***** DATA PROVIDED *****

PR #2349, opened 2023-02-13
Fixes #2348. The Basic Colors scenario doesn't output the blue on white properly.

### LINKED ISSUE #2348: The Basic Colors scenario doesn't output the blue on white properly.
basic-colors-issue

BDisp:
Fixes #2348 - After the adding of the `Color.Invalid` the calculation used doesn't work anymore. Converting to an array and changing from `foreach` to `for` statement fixed the issue.

## Pull Request checklist:

### DIFF
--- a/Terminal.Gui/ConsoleDrivers/CursesDriver/CursesDriver.cs
+++ b/Terminal.Gui/ConsoleDrivers/CursesDriver/CursesDriver.cs
@@ -1013,8 +1013,6 @@ namespace Terminal.Gui {
 				return Curses.COLOR_YELLOW | Curses.A_BOLD | Curses.COLOR_GRAY;
 			case Color.White:
 				return Curses.COLOR_WHITE | Curses.A_BOLD | Curses.COLOR_GRAY;
-			case Color.Invalid:
-				return Curses.COLOR_BLACK; 
 			}
 			throw new ArgumentException ("Invalid color code");
 		}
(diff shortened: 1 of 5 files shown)


tig:
> Fixes #2348 - After the adding of the `Color.Invalid` the calculation used doesn't work anymore. Converting to an array and changing from `foreach` to `for` statement fixed the issue.

It was my goal when I added `Color.Invalid` was to do it in a way that wasn't a breaking change. You've demonstated that it WAS a breaking change. What the Scenario is doing is likely a rare use-case, but the fact you had to change Scenario code means what I did was a breaking change.

Since my change to add `Color.Invalid` is still in `develop` we should consider a way to fix the underlying code such that your Scenario code continues to function as it did previously.

What do you think?

BDisp:
> It was my goal when I added `Color.Invalid` was to do it in a way that wasn't a breaking change. You've demonstated that it WAS a breaking change. What the Scenario is doing is likely a rare use-case, but the fact you had to change Scenario code means what I did was a breaking change.
> 
That really is a breaking change. 

> Since my change to add `Color.Invalid` is still in `develop` we should consider a way to fix the underlying code such that your Scenario code continues to function as it did previously.
> 
If you also look at the `InvertedColors` scenario it have a weird behavior. The `Color.Invalid` falls to a valid color which it's not what you want.

> What do you think?

I think it should be removed. I will do that and also add a unit test with a code like the scenario to ensure that the `Color` enum won't break. The `HasValidColors` must be compare by the `-1` value but without having new value in the `Color` enum. I'll submit a commit here with the changes.

tig (approved):
Thank you!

*****

→ **TASK TO COMPLETE**: Output the material verbatim, including every line.

→ **COMPLETED TASK**:
PR #2349, opened 2023-02-13
Fixes #2348. The Basic Colors scenario doesn't output the blue on white properly.

### LINKED ISSUE #2348: The Basic Colors scenario doesn't output the blue on white properly.
basic-colors-issue

BDisp:
Fixes #2348 - After the adding of the `Color.Invalid` the calculation used doesn't work anymore. Converting to an array and changing from `foreach` to `for` statement fixed the issue.

## Pull Request checklist:

### DIFF
--- a/Terminal.Gui/ConsoleDrivers/CursesDriver/CursesDriver.cs
+++ b/Terminal.Gui/ConsoleDrivers/CursesDriver/CursesDriver.cs
@@ -1013,8 +1013,6 @@ namespace Terminal.Gui {
 				return Curses.COLOR_YELLOW | Curses.A_BOLD | Curses.COLOR_GRAY;
 			case Color.White:
 				return Curses.COLOR_WHITE | Curses.A_BOLD | Curses.COLOR_GRAY;
-			case Color.Invalid:
-				return Curses.COLOR_BLACK; 
 			}
 			throw new ArgumentException ("Invalid color code");
 		}
(diff shortened: 1 of 5 files shown)


tig:
> Fixes #2348 - After the adding of the `Color.Invalid` the calculation used doesn't work anymore. Converting to an array and changing from `foreach` to `for` statement fixed the issue.

It was my goal when I added `Color.Invalid` was to do it in a way that wasn't a breaking change. You've demonstated that it WAS a breaking change. What the Scenario is doing is likely a rare use-case, but the fact you had to change Scenario code means what I did was a breaking change.

Since my change to add `Color.Invalid` is still in `develop` we should consider a way to fix the underlying code such that your Scenario code continues to function as it did previously.

What do you think?

BDisp:
> It was my goal when I added `Color.Invalid` was to do it in a way that wasn't a breaking change. You've demonstated that it WAS a breaking change. What the Scenario is doing is likely a rare use-case, but the fact you had to change Scenario code means what I did was a breaking change.
> 
That really is a breaking change. 

> Since my change to add `Color.Invalid` is still in `develop` we should consider a way to fix the underlying code such that your Scenario code continues to function as it did previously.
> 
If you also look at the `InvertedColors` scenario it have a weird behavior. The `Color.Invalid` falls to a valid color which it's not what you want.

> What do you think?

I think it should be removed. I will do that and also add a unit test with a code like the scenario to ensure that the `Color` enum won't break. The `HasValidColors` must be compare by the `-1` value but without having new value in the `Color` enum. I'll submit a commit here with the changes.

tig (approved):
Thank you!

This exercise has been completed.